**What you will do**
Reproduce each line of the data exactly as it is.

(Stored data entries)
--- START ---
Issue #2651, opened 2020-08-10
(php) Support indented heredoc closing marker


oadam:
Indented closing markers are [valid in heredoc strings since PHP version 7.3
](https://laravel-news.com/flexible-heredoc-and-nowdoc-coming-to-php-7-3)

Here is a fiddle that reproduces the issue : https://jsfiddle.net/ywhrtvzo/
The string mode should end at the second `EOTEXT` marker

I've checked the code to see if I could fix it myself, and the [END_SAME_AS_BEGIN](https://github.com/highlightjs/highlight.js/blob/a010c151328b8944a7a03e5335956de8baf63295/src/lib/modes.js#L157) used in the ruby language for heredoc seems very promising, but I was not able to figure out how to adapt the php mode.
If I understand it well, a capturing group in the `begin` regex could be used for the `end` matching, which would be perfect !

joshgoebel:
> If I understand it well, a capturing group in the begin regex could be used for the end matching, which would be perfect !

Yes, the first capture group in both the being and end is what is used by default with END_SAME_AS_BEGIN... looks like it'd be a fairly straight forward PR.

You'd just need to add the match groups and remove the `^` from the end regex.

We've a love a PR!

eytienne:
I am working on a PR but sadly, it is not as simple as you said, look at the this for the details : https://wiki.php.net/rfc/flexible_heredoc_nowdoc_syntaxes
It will need a bit of custom code, but maybe I am confusing an highlighter with a parser.

joshgoebel:
What seems to be the problem?  We just have to match the beginning and ending.  We already do it for "normal" heredocs (although poorly since we're not even making sure the end tag matches, etc).

So you just need to edit the `end` rule to match ANYWHERE (not just at the start/end of a line) and then use a END_SAME_AS_BEGIN to make sure the end is the same as the beginning...

If you make a PR of what you have so far I can take a look.

eytienne:
#2658

eytienne:
I followed your advice, I was too focused on the rfc but we only need the level of precision of an highlighter.

eytienne:
Closed by #2658

PR #2658, opened 2020-08-18
enh(php) detect newer more flexible HEREdoc syntax 

eytienne:
Allows the use of the new indented heredoc : https://wiki.php.net/rfc/flexible_heredoc_nowdoc_syntaxes


eytienne:
#2651 Resolves this issue

src/languages/php.js
```diff
@@ -18,18 +19,50 @@ export default function(hljs) {
...
+        begin: 'b"', end: '"'
+      }],
+      contains: [hljs.BACKSLASH_ESCAPE, SUBST]
+    }
+  );
+  var HEREDOC = {
+    begin: /<<<[ \t]*(?<marker>\w+)\n(?:.*\n)*?^[ \t]*\k<marker>\b/,
+    returnBegin: true,
+    contains: [
+      { begin: /<<<[ \t]*/ },
```
joshgoebel, line 52: I don't think se need any of this... move the <<< into the BEGIN match...  we shouldn't only need a simple being/end match here (inside the END_SAME_AS_BEGIN) helper, no?

joshgoebel: Ie, we don't need to find the end first...

src/languages/php.js
```diff
@@ -18,18 +19,50 @@ export default function(hljs) {
...
+  var DOUBLE_QUOTED = hljs.inherit(
+    hljs.QUOTE_STRING_MODE,
+    {
+      illegal: null,
+      variants: [{
+        begin: 'b"', end: '"'
+      }],
+      contains: [hljs.BACKSLASH_ESCAPE, SUBST]
+    }
+  );
```
joshgoebel, line 47: Pretty sure this is wrong and *not* the equivalent of what we were doing before, it's also MUCH harder to read. (it's unclear that there are two branches).  Pretty sure variants needs to spell out ALL the variants. You're also making every variant null, which is also incorrect, etc...

Variants are a complete list not "in addition to"....

I'd make another attempt here or just revert this to what we had before.

test/markup/php/heredoc.txt
```diff
@@ -1,14 +0,0 @@
...
-
-echo <<<EOT
-  string
-  EOT
-  still string
-EOT;
-
-array(<<<EOD
-foobar!
-EOD
```
joshgoebel, line 13: Don't we also need a test where the end is indented?

joshgoebel: Ok you moved it all to strings... I can live with that.

src/languages/php.js
eytienne: right, I missed that copying from ruby.js

src/languages/php.js
eytienne: Maybe I misunderstood thinking the variants of the main will result in the main + expansion for each variant, isn't it ? It was working as expected testing it, so how ? I wanted to reflect the fact that each string (single and double) has its own "binary" equivalent for PHP6 compatibility...

joshgoebel: > Maybe I misunderstood thinking the variants of the main will result in the main + expansion for each variant, isn't it?

No.  Variants are exclusive.  

> I wanted to reflect the fact that each string (single and double) has its own "binary" equivalent for PHP6 compatibility...

I think we can just do this with comments the way this was prior. Otherwise you're repeating a lot of the string bits over and over for no real big win...

eytienne: Ok so I noticed when retesting my code that binary strings were broken so I fixed it. I seems the variants where not expanded recursively, a bug maybe ? (Prior the substitution was not used in binary strings, surely not a big win because it surely affects nobody as it is a backward compatiblity residue but seems clearer...)

src/languages/php.js
```diff
@@ -18,18 +22,43 @@ export default function(hljs) {
...
+  };
+  var SINGLE_QUOTED = hljs.inherit(hljs.APOS_STRING_MODE, {
+    illegal: null,
+  });
+  var DOUBLE_QUOTED = hljs.inherit(hljs.QUOTE_STRING_MODE, {
+    illegal: null,
+    contains: hljs.QUOTE_STRING_MODE.contains.concat(SUBST),
+  });
+  var HEREDOC = {
+    begin: /<<<[ \t]*(?<marker>\w+)\n(?:.*\n)*?^[ \t]*\k<marker>\b/,
```
joshgoebel, line 40: Did we not discuss simplifying all this?

eytienne: yes i moved the "<<<" into the end_same_as_begin, it seems good now, the regex is clear with the named group marker, ready yo be merged ?

joshgoebel: My point is why do we need lines 40/41 at all? ALL we really need here is just the END_SAME_AS_BEGIN rule without any other rules, no?

eytienne: right, I missed that copying from ruby.js, fixed!

PR #2660, opened 2020-08-19
enh(csharp) add keywords `record` and `init` (C# 9.0)

Youssef1313:


joshgoebel:
Please show examples of how both of these are used... sometimes it's not just as simple as adding them to the keywords list.

Youssef1313:
```
using System;
public record MyRecord
{
    public string SomeMember { get; set; }
}
```

Not sure if it requires some complex rules or not.

joshgoebel:
Yes, it's more like a class.  See lines 148 or 159.  We'd expect that `MyRecord` was highlighted as a `title` as well, which requires a custom rule.

`init` looks like more a normal boring keyword, at least from https://csharp.christiannagel.com/2020/04/21/c-9-positional-or-nominal-creation/ this.

joshgoebel:
So we'd need a new rule for `record`, plus a simple expects test to prove that the rule works as expected.

Youssef1313:
I'm not familiar with making `rule`s. :(
May I keep this PR for `init` only and open an issue to track adding `record`, or you'd like to close it all together and open an issue to track both keywords?

joshgoebel:
> May I keep this PR for init only and open an issue to track adding record

This please.  Thought you should consider giving it a try, it's not hard.  I'm happy to help.

It'd look pretty much like:

```ts
      {
        beginKeywords: 'record', end: /[{;=]/,
        illegal: /[^\s:]/,
        contains: [
          TITLE_MODE,
          // are generics allowed?
          hljs.C_LINE_COMMENT_MODE,
          hljs.C_BLOCK_COMMENT_MODE
        ]
      },
```

joshgoebel:
Either way this would need a mention in CHANGES.md. :-)

Youssef1313:
That doesn't seem hard.

It looks like generics are allowed based on what I'm getting in sharplab.
I've updated *csharp.js* and will add the test and update *CHANGES.md* soon.

@joshgoebel Thanks for helping!

joshgoebel:
@Youssef1313 Thanks so much for your contribution!  Wasn't so hard, was it?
--- END ---
**Output for this task**
Issue #2651, opened 2020-08-10
(php) Support indented heredoc closing marker


oadam:
Indented closing markers are [valid in heredoc strings since PHP version 7.3
](https://laravel-news.com/flexible-heredoc-and-nowdoc-coming-to-php-7-3)

Here is a fiddle that reproduces the issue : https://jsfiddle.net/ywhrtvzo/
The string mode should end at the second `EOTEXT` marker

I've checked the code to see if I could fix it myself, and the [END_SAME_AS_BEGIN](https://github.com/highlightjs/highlight.js/blob/a010c151328b8944a7a03e5335956de8baf63295/src/lib/modes.js#L157) used in the ruby language for heredoc seems very promising, but I was not able to figure out how to adapt the php mode.
If I understand it well, a capturing group in the `begin` regex could be used for the `end` matching, which would be perfect !

joshgoebel:
> If I understand it well, a capturing group in the begin regex could be used for the end matching, which would be perfect !

Yes, the first capture group in both the being and end is what is used by default with END_SAME_AS_BEGIN... looks like it'd be a fairly straight forward PR.

You'd just need to add the match groups and remove the `^` from the end regex.

We've a love a PR!

eytienne:
I am working on a PR but sadly, it is not as simple as you said, look at the this for the details : https://wiki.php.net/rfc/flexible_heredoc_nowdoc_syntaxes
It will need a bit of custom code, but maybe I am confusing an highlighter with a parser.

joshgoebel:
What seems to be the problem?  We just have to match the beginning and ending.  We already do it for "normal" heredocs (although poorly since we're not even making sure the end tag matches, etc).

So you just need to edit the `end` rule to match ANYWHERE (not just at the start/end of a line) and then use a END_SAME_AS_BEGIN to make sure the end is the same as the beginning...

If you make a PR of what you have so far I can take a look.

eytienne:
#2658

eytienne:
I followed your advice, I was too focused on the rfc but we only need the level of precision of an highlighter.

eytienne:
Closed by #2658

PR #2658, opened 2020-08-18
enh(php) detect newer more flexible HEREdoc syntax 

eytienne:
Allows the use of the new indented heredoc : https://wiki.php.net/rfc/flexible_heredoc_nowdoc_syntaxes


eytienne:
#2651 Resolves this issue

src/languages/php.js
```diff
@@ -18,18 +19,50 @@ export default function(hljs) {
...
+        begin: 'b"', end: '"'
+      }],
+      contains: [hljs.BACKSLASH_ESCAPE, SUBST]
+    }
+  );
+  var HEREDOC = {
+    begin: /<<<[ \t]*(?<marker>\w+)\n(?:.*\n)*?^[ \t]*\k<marker>\b/,
+    returnBegin: true,
+    contains: [
+      { begin: /<<<[ \t]*/ },
```
joshgoebel, line 52: I don't think se need any of this... move the <<< into the BEGIN match...  we shouldn't only need a simple being/end match here (inside the END_SAME_AS_BEGIN) helper, no?

joshgoebel: Ie, we don't need to find the end first...

src/languages/php.js
```diff
@@ -18,18 +19,50 @@ export default function(hljs) {
...
+  var DOUBLE_QUOTED = hljs.inherit(
+    hljs.QUOTE_STRING_MODE,
+    {
+      illegal: null,
+      variants: [{
+        begin: 'b"', end: '"'
+      }],
+      contains: [hljs.BACKSLASH_ESCAPE, SUBST]
+    }
+  );
```
joshgoebel, line 47: Pretty sure this is wrong and *not* the equivalent of what we were doing before, it's also MUCH harder to read. (it's unclear that there are two branches).  Pretty sure variants needs to spell out ALL the variants. You're also making every variant null, which is also incorrect, etc...

Variants are a complete list not "in addition to"....

I'd make another attempt here or just revert this to what we had before.

test/markup/php/heredoc.txt
```diff
@@ -1,14 +0,0 @@
...
-
-echo <<<EOT
-  string
-  EOT
-  still string
-EOT;
-
-array(<<<EOD
-foobar!
-EOD
```
joshgoebel, line 13: Don't we also need a test where the end is indented?

joshgoebel: Ok you moved it all to strings... I can live with that.

src/languages/php.js
eytienne: right, I missed that copying from ruby.js

src/languages/php.js
eytienne: Maybe I misunderstood thinking the variants of the main will result in the main + expansion for each variant, isn't it ? It was working as expected testing it, so how ? I wanted to reflect the fact that each string (single and double) has its own "binary" equivalent for PHP6 compatibility...

joshgoebel: > Maybe I misunderstood thinking the variants of the main will result in the main + expansion for each variant, isn't it?

No.  Variants are exclusive.  

> I wanted to reflect the fact that each string (single and double) has its own "binary" equivalent for PHP6 compatibility...

I think we can just do this with comments the way this was prior. Otherwise you're repeating a lot of the string bits over and over for no real big win...

eytienne: Ok so I noticed when retesting my code that binary strings were broken so I fixed it. I seems the variants where not expanded recursively, a bug maybe ? (Prior the substitution was not used in binary strings, surely not a big win because it surely affects nobody as it is a backward compatiblity residue but seems clearer...)

src/languages/php.js
```diff
@@ -18,18 +22,43 @@ export default function(hljs) {
...
+  };
+  var SINGLE_QUOTED = hljs.inherit(hljs.APOS_STRING_MODE, {
+    illegal: null,
+  });
+  var DOUBLE_QUOTED = hljs.inherit(hljs.QUOTE_STRING_MODE, {
+    illegal: null,
+    contains: hljs.QUOTE_STRING_MODE.contains.concat(SUBST),
+  });
+  var HEREDOC = {
+    begin: /<<<[ \t]*(?<marker>\w+)\n(?:.*\n)*?^[ \t]*\k<marker>\b/,
```
joshgoebel, line 40: Did we not discuss simplifying all this?

eytienne: yes i moved the "<<<" into the end_same_as_begin, it seems good now, the regex is clear with the named group marker, ready yo be merged ?

joshgoebel: My point is why do we need lines 40/41 at all? ALL we really need here is just the END_SAME_AS_BEGIN rule without any other rules, no?

eytienne: right, I missed that copying from ruby.js, fixed!

PR #2660, opened 2020-08-19
enh(csharp) add keywords `record` and `init` (C# 9.0)

Youssef1313:


joshgoebel:
Please show examples of how both of these are used... sometimes it's not just as simple as adding them to the keywords list.

Youssef1313:
```
using System;
public record MyRecord
{
    public string SomeMember { get; set; }
}
```

Not sure if it requires some complex rules or not.

joshgoebel:
Yes, it's more like a class.  See lines 148 or 159.  We'd expect that `MyRecord` was highlighted as a `title` as well, which requires a custom rule.

`init` looks like more a normal boring keyword, at least from https://csharp.christiannagel.com/2020/04/21/c-9-positional-or-nominal-creation/ this.

joshgoebel:
So we'd need a new rule for `record`, plus a simple expects test to prove that the rule works as expected.

Youssef1313:
I'm not familiar with making `rule`s. :(
May I keep this PR for `init` only and open an issue to track adding `record`, or you'd like to close it all together and open an issue to track both keywords?

joshgoebel:
> May I keep this PR for init only and open an issue to track adding record

This please.  Thought you should consider giving it a try, it's not hard.  I'm happy to help.

It'd look pretty much like:

```ts
      {
        beginKeywords: 'record', end: /[{;=]/,
        illegal: /[^\s:]/,
        contains: [
          TITLE_MODE,
          // are generics allowed?
          hljs.C_LINE_COMMENT_MODE,
          hljs.C_BLOCK_COMMENT_MODE
        ]
      },
```

joshgoebel:
Either way this would need a mention in CHANGES.md. :-)

Youssef1313:
That doesn't seem hard.

It looks like generics are allowed based on what I'm getting in sharplab.
I've updated *csharp.js* and will add the test and update *CHANGES.md* soon.

@joshgoebel Thanks for helping!

joshgoebel:
@Youssef1313 Thanks so much for your contribution!  Wasn't so hard, was it?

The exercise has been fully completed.